Robust Reward Scheduling: Instead of raw speedup ratios (which are noisy and biased toward easy kernels), the system uses a discrete, normalized reward scheme ( $r \in \{-1, 1, 2, 3\}$ ) based on correctness and specific performance milestones (e.g., beating torch.compile by >5%).
Anti-Hacking Measures: To prevent reward hacking, the system enforces strict permission isolation (preventing modification of verification scripts), forbids fallback implementations, and validates outputs against multiple random inputs.

C. Algorithmic Improvements for Stable RL

Initial RL trials collapsed after ~17 steps due to a severe distribution mismatch between the base model's pretraining data (where CUDA is <0.01%) and the target domain. To stabilize training for 150+ steps, the authors introduced a Multi-Stage Warm-up Strategy:

Single-Turn Warm-up: Initial PPO training on the base model to improve basic CUDA generation.
Rejection Fine-Tuning (RFT): The actor model is initialized using high-quality trajectories (positive reward, no hallucinations) generated by the single-turn model. This constrains the policy distribution and prevents entropy explosion.
Value Pretraining: The critic model is pre-trained on state-outcome pairs to provide reliable advantage estimates, preventing pathological search behaviors (e.g., infinite loops) during agentic RL.

3. Key Contributions

System Architecture: Introduction of CUDA Agent, a scalable agentic RL system that combines data synthesis, a skill-augmented environment, and stable RL algorithms to master CUDA kernel optimization.
Data & Environment: Creation of a large-scale, combinatorially synthesized dataset (6K samples) and a robust, hack-proof sandbox environment with automated profiling and verification.
Stability Techniques: Demonstration that multi-stage warm-up (RFT + Value Pretraining) is essential for stabilizing long-context, multi-turn agentic RL, enabling training over 150 steps without collapse.
Performance Breakthrough: Achieving state-of-the-art results that surpass both compiler baselines and proprietary frontier models.

4. Experimental Results

The system was evaluated on KernelBench (Levels 1–3, totaling 250 tasks) against strong baselines including torch.compile, Claude Opus 4.5, Gemini 3 Pro, GLM 4.6, and Kimi K2.

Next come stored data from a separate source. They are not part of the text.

PR #927, opened 2020-09-19
chore: ignore generated files

jeremybarbet:
# Remove all generated files from the repository

- [x] fix CI broken
- [x] move open API generated files to the script as well
- [x] update documentation
- [x] fix ts-node

## What

- Removing all generated files (schema, types definitions, fragment types, open API, **except contentfulTypes.d.ts**) from git and generating them locally on post-install/after pulling changes.

- `contentfulTypes.d.ts` will still be part of the GitHub repository. This [PR](https://github.com/island-is/island.is/pull/1144) removed the need to have a local `CONTENTFUL_MANAGEMENT_ACCESS_TOKEN` to generate the contentful types definitions and is now done on a private build step. Because of the external dependency on contentful, we want to keep the file on Github to avoid breaking our whole build pipeline in case contentful is down for some reason.

I had to do some changes here and there to make all schemas/types automatically _generatable_

**All projects using `autoSchemaFile` on the GraphQLModule:**
- Exported all resolvers to be able to generate the schema file with the script

**All projects using open API:**
- Exported the `DocumentBuilder()` into a separate file to import it for the buildOpenApi script

**air-discount-scheme-backend/application-system-api**
- Added an `INIT_SCHEMA` to ignore Redis initialization when used. Otherwise, the process keeps ending and never stop when building the open API schema

**content-search**
- I moved the dto/enums folder form the sub-level folder to the root folder (libs/api/domains/content-search/src/enums -> libs/api/content-search/src/enums). It was creating circular references when running the build schema script

- You can use `EXCLUDES_SCHEMAS=air-discount-scheme-api,gjafakort-api,skilavottord-ws` if you are not interested in building schema/types for some specific projects
- I also removed the HelloWorld module

## Why

All theses generated files creates a lot of noise in PR reviews and add more code owners on each PR for no real reason

## Screenshots / Gifs

— 

## Checklist:


libs/infra-nest-server/src/lib/execShellCommand.ts
```diff
@@ -0,0 +1,15 @@
+import { logger } from '@island.is/logging'
+import { exec } from 'child_process'
+
+export const execShellCommand = (cmd: string): Promise<string> =>
+  new Promise((resolve, reject) => {
+    exec(cmd, (error, stdout, stderr) => {
+      if (error) {
+        console.log(error)
```
eirikurn, line 8: Should use logger

libs/logging/src/lib/logging.ts
```diff
@@ -18,5 +18,5 @@ if (process.env.NODE_ENV === 'production') {
 export const logger = createLogger({
   level: logLevel,
   format: logFormat,
-  transports: [new transports.Console(), new SentryTransport()],
+  // transports: [new transports.Console(), new SentryTransport()],
```
eirikurn, line 21: What is this for?

libs/infra-nest-server/src/lib/generateSchema.ts
```diff
@@ -0,0 +1,119 @@
...
+    })
+  }
+}
+
+const run = async () => {
+  logger.info('Running generate schema script...')
+  logger.info('Generating graphql schema files...')
+
+  const excludes = GENERATE_EXCLUDES_SCHEMA?.replace(/\s/g, '')?.split(',')
+  console.log('-excludes', excludes)
```
eirikurn, line 69: logger? Need to add eslint error for console.log.

scripts/ts-node.js
```diff
@@ -9,7 +9,13 @@
...
 //      yarn ts-node
 
+require('dotenv').config()
 require('ts-node').register({
-  compilerOptions: { module: 'commonjs', esModuleInterop: true },
+  compilerOptions: {
+    module: 'commonjs',
+    esModuleInterop: true,
+    noUnusedLocals: false,
+    strict: false,
```
eirikurn, line 18: Why are these required? I'd think it should pick up the correct tsconfig of the executing file.

workspace.json
```diff
@@ -345,6 +345,16 @@
             "buildTarget": "api:build"
           }
         },
+        "generate-schema": {
+          "builder": "@nrwl/workspace:run-commands",
+          "options": {
+            "commands": [
+              {
+                "command": "yarn ts-node apps/api/generateSchema.ts"
```
eirikurn, line 353: Does this file exist?

workspace.json
```diff
@@ -3142,6 +3152,34 @@
           }
         }
       }
+    },
+    "generate-schema": {
+      "root": "libs/generate-schema",
```
eirikurn, line 3157: Does this lib exist?

eirikurn (changes requested):
infra-nest-server should only be a consumable library for nest servers and not depend on all other libs (will cause nx circular dependency warnings).

I'd prefer each app/lib to define their own generate-schema and codegen scripts and use nx to run all of them `postinstall`.

Check out how `infra-nest-server/bootstrap` generates an openapi schema based on a CLI argument. We can do the same for graphql apps if they pass in an array of resolvers.

eirikurn:
(sorry I looked. Know this is wip, but wanted to sneak in some implementation suggestions. Reach out if you wanna chat)

jeremybarbet:
> infra-nest-server should only be a consumable library for nest servers and not depend on all other libs (will cause nx circular dependency warnings).
> 
> I'd prefer each app/lib to define their own generate-schema and codegen scripts and use nx to run all of them `postinstall`.
> 
> Check out how `infra-nest-server/bootstrap` generates an openapi schema based on a CLI argument. We can do the same for graphql apps if they pass in an array of resolvers.

Sounds very good, I wasn't sure where to include it yet, it was more to get something working first. Thanks for pointing out the direction. 

The rest is very much wip and messy so most of it will be reverted/deleted once everything is working properly, I will keep you updated

package.json
```diff
@@ -20,6 +20,7 @@
     "affected:lint": "nx affected:lint",
     "affected:dep-graph": "nx affected:dep-graph",
     "affected:codegen": "nx affected --target=codegen",
+    "affected:schemas": "nx affected --target=init-schema --parallel --maxParallel=5 --exclude=$(grep EXCLUDES_SCHEMAS .env | cut -d '=' -f2)",
```
jeremybarbet, line 23: Let's say I'm only working on api/web project, I can do `EXCLUDES_SCHEMAS=air-discount-scheme-api,gjafakort-api,skilavottord-ws`. It saves a few seconds

package.json
```diff
@@ -34,7 +35,9 @@
     "dep-graph": "nx dep-graph",
     "help": "nx help",
     "storybook:island-ui": "nx run island-ui-storybook:storybook",
-    "ts-node": "node -r ./scripts/ts-node"
+    "ts-node": "node -r ./scripts/ts-node",
+    "schemas": "test -f libs/api/schema/src/lib/schema.d.ts || echo 'export default () => {}' >> libs/api/schema/src/lib/schema.d.ts && yarn nx run api:contentful-types && yarn affected:schemas",
```
jeremybarbet, line 39: That's a bit ugly but the thing is `libs/api/schema/src/lib/schema.d.ts` is ignored, even though, without it, we can't build the API, because the file is required for some [import](https://github.com/island-is/island.is/blob/master/libs/api/schema/src/index.ts#L1). So if the file doesn't exist I created it with an empty function, and it gets overwritten once the codegen is done.

I will tackle that issue in another PR to remove this file and move all schema locally to each apps, so we won't depend on shared schemas for the apps. It already has been done for the [web project](https://github.com/island-is/island.is/blob/master/apps/web/codegen.yml)

.github/workflows/build.yml
```diff
@@ -152,6 +152,22 @@ jobs:
...
         run: echo "::set-env name=BRANCH::${GIT_BRANCH}"
 
+      - name: Cache for generated files
+        id: generated-files-cache
+        uses: actions/cache@v2
+        with:
+          path: generated_files.tar.gz
+          key: ${{ runner.os }}-${{ hashFiles('libs/api/domains/cms/src/lib/generated/contentfulTypes.d.ts', 'apps/**/models/**/*.tsx?', 'libs/**/models/**/*.tsx?', 'apps/**/dto/**/*.tsx?', 'libs/**/dto/**/*.tsx?', 'apps/**/enums/**/*.tsx?', 'libs/**/enums/**/*.tsx?', 'apps/**/queries/**/*.tsx?', 'libs/**/queries/**/*.tsx?', 'apps/air-discount-scheme/web/screens/**/*.tsx', 'apps/air-discount-scheme/web/i18n/withLocale.tsx', 'apps/air-discount-scheme/web/components/AppLayout/AppLayout.tsx', 'apps/air-discount-scheme/web/components/Header/Header.tsx', 'apps/gjafakort/api/src/**/typeDefs.ts') }}-generated-files
+
+      - name: Debug hashkey
```
sindrig, line 162: Remove debug

.github/workflows/build.yml
```diff
@@ -232,13 +248,28 @@ jobs:
...
           path: node_modules
           key: ${{ runner.os }}-${{ hashFiles('yarn.lock') }}-yarn
 
+      - name: Cache for generated files
+        uses: actions/cache@v2
+        with:
+          path: generated_files.tar.gz
+          key: ${{ runner.os }}-${{ hashFiles('libs/api/domains/cms/src/lib/generated/contentfulTypes.d.ts', 'apps/**/models/**/*.tsx?', 'libs/**/models/**/*.tsx?', 'apps/**/dto/**/*.tsx?', 'libs/**/dto/**/*.tsx?', 'apps/**/enums/**/*.tsx?', 'libs/**/enums/**/*.tsx?', 'apps/**/queries/**/*.tsx?', 'libs/**/queries/**/*.tsx?', 'apps/air-discount-scheme/web/screens/**/*.tsx', 'apps/air-discount-scheme/web/i18n/withLocale.tsx', 'apps/air-discount-scheme/web/components/AppLayout/AppLayout.tsx', 'apps/air-discount-scheme/web/components/Header/Header.tsx', 'apps/gjafakort/api/src/**/typeDefs.ts') }}-generated-files
+
+      - name: Debug hashkey
```
sindrig, line 265: ditto

.github/workflows/build.yml
```diff
@@ -292,6 +324,20 @@ jobs:
...
```
sindrig, line 333: ditto

.github/workflows/build.yml
```diff
@@ -311,13 +357,29 @@ jobs:
...
       - uses: actions/checkout@v2
         if: ${{ matrix.projects != 'dummy' }}
+
+      - name: Cache for generated files
+        uses: actions/cache@v2
+        with:
+          path: generated_files.tar.gz
+          key: ${{ runner.os }}-${{ hashFiles('libs/api/domains/cms/src/lib/generated/contentfulTypes.d.ts', 'apps/**/models/**/*.tsx?', 'libs/**/models/**/*.tsx?', 'apps/**/dto/**/*.tsx?', 'libs/**/dto/**/*.tsx?', 'apps/**/enums/**/*.tsx?', 'libs/**/enums/**/*.tsx?', 'apps/**/queries/**/*.tsx?', 'libs/**/queries/**/*.tsx?', 'apps/air-discount-scheme/web/screens/**/*.tsx', 'apps/air-discount-scheme/web/i18n/withLocale.tsx', 'apps/air-discount-scheme/web/components/AppLayout/AppLayout.tsx', 'apps/air-discount-scheme/web/components/Header/Header.tsx', 'apps/gjafakort/api/src/**/typeDefs.ts') }}-generated-files
+
+      - name: Debug hashkey
```
sindrig, line 367: ditto

.github/workflows/build.yml
```diff
@@ -358,13 +420,29 @@ jobs:
...
```
sindrig, line 430: ditto

.github/workflows/build.yml
```diff
@@ -405,13 +483,29 @@ jobs:
...
```
sindrig, line 493: ditto

.gitignore
```diff
@@ -50,3 +50,22 @@ helm/**/*.tgz
...
+apps/gjafakort/web/graphql/possibleTypes.json
+apps/air-discount-scheme/api.graphql
+apps/air-discount-scheme/web/graphql/schema.tsx
+apps/air-discount-scheme/web/graphql/possibleTypes.json
+apps/air-discount-scheme/backend/src/openapi.yaml
+apps/skilavottord/ws/src/app/api.graphql
+apps/judicial-system/api/src/openapi.yaml
+apps/application-system/api/src/openapi.yaml
+apps/reference-backend/src/openapi.yaml
+# libs/api/domains/cms/src/lib/generated/contentfulTypes.d.ts
```
sindrig, line 70: confusing to keep this here, remove?

package.json
```diff
@@ -20,6 +20,7 @@
     "affected:lint": "nx affected:lint",
     "affected:dep-graph": "nx affected:dep-graph",
     "affected:codegen": "nx affected --target=codegen",
+    "affected:schemas": "nx affected --target=init-schema --parallel --maxParallel=5 $(test -f .env && echo \"--exclude=$(grep EXCLUDES_SCHEMAS .env | cut -d '=' -f2)\")",
```
sindrig, line 23: When and how is the `EXCLUDE_SCHEMAS` used?

.github/workflows/build.yml
```diff
@@ -405,13 +483,29 @@ jobs:
     steps:
       - uses: actions/checkout@v2
         if: ${{ matrix.projects != 'dummy' }}
+
+      - name: Cache for generated files
+        uses: actions/cache@v2
+        with:
+          path: generated_files.tar.gz
+          key: ${{ runner.os }}-${{ hashFiles('libs/api/domains/cms/src/lib/generated/contentfulTypes.d.ts', 'apps/**/models/**/*.tsx?', 'libs/**/models/**/*.tsx?', 'apps/**/dto/**/*.tsx?', 'libs/**/dto/**/*.tsx?', 'apps/**/enums/**/*.tsx?', 'libs/**/enums/**/*.tsx?', 'apps/**/queries/**/*.tsx?', 'libs/**/queries/**/*.tsx?', 'apps/air-discount-scheme/web/screens/**/*.tsx', 'apps/air-discount-scheme/web/i18n/withLocale.tsx', 'apps/air-discount-scheme/web/components/AppLayout/AppLayout.tsx', 'apps/air-discount-scheme/web/components/Header/Header.tsx', 'apps/gjafakort/api/src/**/typeDefs.ts') }}-generated-files
```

Speedup over torch.compile:
- Level 1: 100% faster rate (Geometric Mean Speed-up: 2.48×).
- Level 2: 100% faster rate (Geometric Mean Speed-up: 2.80×).
- Level 3 (Hardest): 92% faster rate (Geometric Mean Speed-up: 1.52×).
Comparison with Proprietary Models: CUDA Agent outperformed the strongest proprietary models (Claude Opus 4.5, Gemini 3 Pro) by approximately 40% on the hardest Level-3 setting.
Pass Rate: Achieved a 98.8% pass rate (correctness), significantly higher than the 66–95% range of other models.
Ablation Studies: Confirmed that removing the agent loop, robust reward design, RFT, or Value Pretraining leads to significant performance drops or training collapse.

5. Significance

Beyond Syntax: This work demonstrates that LLMs can move beyond syntactic code generation to become active, hardware-aware system optimizers capable of discovering non-trivial optimization strategies (e.g., operator fusion, memory layout changes) that static compilers miss.
Competing with Compilers: It establishes that learned agentic policies can consistently outperform static compiler heuristics (torch.compile), particularly in complex scenarios involving operator sequences and fusion.
Scalable RL for Code: The paper provides a blueprint for training large-scale agentic RL systems on specialized, high-stakes domains, solving the stability issues typically associated with long-horizon, multi-turn code generation tasks.
Future of GPU Development: By automating the generation of high-performance kernels, CUDA Agent opens a path toward reducing the reliance on scarce human hardware experts for performance-critical software development in the AI ecosystem.